INSTRUCTIONS FOR THE TASK: Copy out all the data, word for word.

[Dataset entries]
::::::::
PR #47, opened 2025-04-04
Add selinux package

davidcassany:
This PR adds the SELinux package (a setfiles wrapper to relabel a directory tree) and extends the chroot package to allow setting chroot envs without the default bind mounts (/dev, /proc, /sys), which are not always required.

### DIFF
--- a/pkg/selinux/selinux.go
+++ b/pkg/selinux/selinux.go
@@ -31,6 +31,7 @@ const (
 	SelinuxTargetedContextFile = selinuxTargetedPath + "/contexts/files/file_contexts"
 
 	selinuxTargetedPath = "/etc/selinux/targeted"
+	debugLines          = 10
 )
 
 // Relabel will relabel the system if it finds the context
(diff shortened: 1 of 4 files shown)


pkg/selinux/selinux.go
```diff
@@ -0,0 +1,119 @@
...
+func Relabel(ctx context.Context, s *sys.System, rootDir string, extraPaths ...string) error {
+	contextFile := filepath.Join(rootDir, SelinuxTargetedContextFile)
+	contextExists, _ := vfs.Exists(s.FS(), contextFile)
+
+	if contextExists {
+		var err error
+		args := []string{"-i", "-F"}
+
+		// We only keep last 10 lines of the stdout and stderr for debugging purposes
+		stdOut := ring.New(10)
```
fgiudici, line 46: nit: since 10 lines is something we put also in the following function, it could be nice to have something like a "DEBUGLINES" const at the beginning of the file

fgiudici (approved):
Looks good here

atanasdinov (approved):
LGTM. An area for exploration would be something like a centralised log parsing output of such complex commands. Perhaps we can extract this outside of the execution itself if we have a lot of different use cases resembling this one.

davidcassany:
> LGTM. An area for exploration would be something like a centralised log parsing output of such complex commands. Perhaps we can extract this outside of the execution itself if we have a lot of different use cases resembling this one.

I am not sure we will have many similar cases, but yes, if we realize there are other places where a similar logging is needed we should extract the logic to a shared location. Usually the problem with this sort of logs handling is that this tends to be different based on the command. In this particular case, the annoying problem is when called inside a container that has not privileges to apply SELinux labels (which is the most common case) then it produces an error line per each file it tries to relabel, basically all the files in the OS 😅

PR #50, opened 2025-04-07
Always run snapper in C locale

dirkmueller:
we're parsing its output, and the output is locale dependant.


davidcassany (approved):
Looks good to me

atanasdinov (approved):
Is this applicable for other commands? Perhaps we could add it as an option if so?

fgiudici (approved):

dirkmueller:
> Is this applicable for other commands? Perhaps we could add it as an option if so?

haven't found one so far. I was thinking about having an option to set the environment in the runner interface. I wouldn't want to hardcode it in general because having localized output of subcommands I think in general is a feature. 

(similarly to elemental tool itself printing localized information)

PR #52, opened 2025-04-09
Include delete excludes in rsync package

davidcassany:
This commit adds additional delete excludes list to protect certain paths of being deleted from destination when mirroring source and destination.

This is mostly helpful to prevent the deletion of mountpoint in target destination that might not be present in source. For instance if an OCI image does not include the /data path but the installation has a partition mounted to /data, in that case we don't want the rsync command to delete /data in destination.


atanasdinov (approved):

fgiudici (approved):
LGTM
::::::::
WRITTEN SOLUTION:
PR #47, opened 2025-04-04
Add selinux package

davidcassany:
This PR adds the SELinux package (a setfiles wrapper to relabel a directory tree) and extends the chroot package to allow setting chroot envs without the default bind mounts (/dev, /proc, /sys), which are not always required.

### DIFF
--- a/pkg/selinux/selinux.go
+++ b/pkg/selinux/selinux.go
@@ -31,6 +31,7 @@ const (
 	SelinuxTargetedContextFile = selinuxTargetedPath + "/contexts/files/file_contexts"
 
 	selinuxTargetedPath = "/etc/selinux/targeted"
+	debugLines          = 10
 )
 
 // Relabel will relabel the system if it finds the context
(diff shortened: 1 of 4 files shown)


pkg/selinux/selinux.go
```diff
@@ -0,0 +1,119 @@
...
+func Relabel(ctx context.Context, s *sys.System, rootDir string, extraPaths ...string) error {
+	contextFile := filepath.Join(rootDir, SelinuxTargetedContextFile)
+	contextExists, _ := vfs.Exists(s.FS(), contextFile)
+
+	if contextExists {
+		var err error
+		args := []string{"-i", "-F"}
+
+		// We only keep last 10 lines of the stdout and stderr for debugging purposes
+		stdOut := ring.New(10)
```
fgiudici, line 46: nit: since 10 lines is something we put also in the following function, it could be nice to have something like a "DEBUGLINES" const at the beginning of the file

fgiudici (approved):
Looks good here

atanasdinov (approved):
LGTM. An area for exploration would be something like a centralised log parsing output of such complex commands. Perhaps we can extract this outside of the execution itself if we have a lot of different use cases resembling this one.

davidcassany:
> LGTM. An area for exploration would be something like a centralised log parsing output of such complex commands. Perhaps we can extract this outside of the execution itself if we have a lot of different use cases resembling this one.

I am not sure we will have many similar cases, but yes, if we realize there are other places where a similar logging is needed we should extract the logic to a shared location. Usually the problem with this sort of logs handling is that this tends to be different based on the command. In this particular case, the annoying problem is when called inside a container that has not privileges to apply SELinux labels (which is the most common case) then it produces an error line per each file it tries to relabel, basically all the files in the OS 😅

PR #50, opened 2025-04-07
Always run snapper in C locale

dirkmueller:
we're parsing its output, and the output is locale dependant.


davidcassany (approved):
Looks good to me

atanasdinov (approved):
Is this applicable for other commands? Perhaps we could add it as an option if so?

fgiudici (approved):

dirkmueller:
> Is this applicable for other commands? Perhaps we could add it as an option if so?

haven't found one so far. I was thinking about having an option to set the environment in the runner interface. I wouldn't want to hardcode it in general because having localized output of subcommands I think in general is a feature. 

(similarly to elemental tool itself printing localized information)

PR #52, opened 2025-04-09
Include delete excludes in rsync package

davidcassany:
This commit adds additional delete excludes list to protect certain paths of being deleted from destination when mirroring source and destination.

This is mostly helpful to prevent the deletion of mountpoint in target destination that might not be present in source. For instance if an OCI image does not include the /data path but the installation has a partition mounted to /data, in that case we don't want the rsync command to delete /data in destination.


atanasdinov (approved):

fgiudici (approved):
LGTM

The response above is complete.